### Action item
Note how many lines in the entries contain the string "execute", then give that number and nothing else.

--

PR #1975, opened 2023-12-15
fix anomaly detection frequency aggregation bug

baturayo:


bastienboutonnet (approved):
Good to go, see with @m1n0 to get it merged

--

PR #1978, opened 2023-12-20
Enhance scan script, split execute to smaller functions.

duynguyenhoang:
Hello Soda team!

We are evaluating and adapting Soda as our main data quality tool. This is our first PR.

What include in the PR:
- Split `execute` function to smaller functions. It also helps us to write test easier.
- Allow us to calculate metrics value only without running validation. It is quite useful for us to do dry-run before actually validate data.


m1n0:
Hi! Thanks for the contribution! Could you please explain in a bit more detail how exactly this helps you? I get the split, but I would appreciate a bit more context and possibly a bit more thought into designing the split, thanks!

--

### Task output
2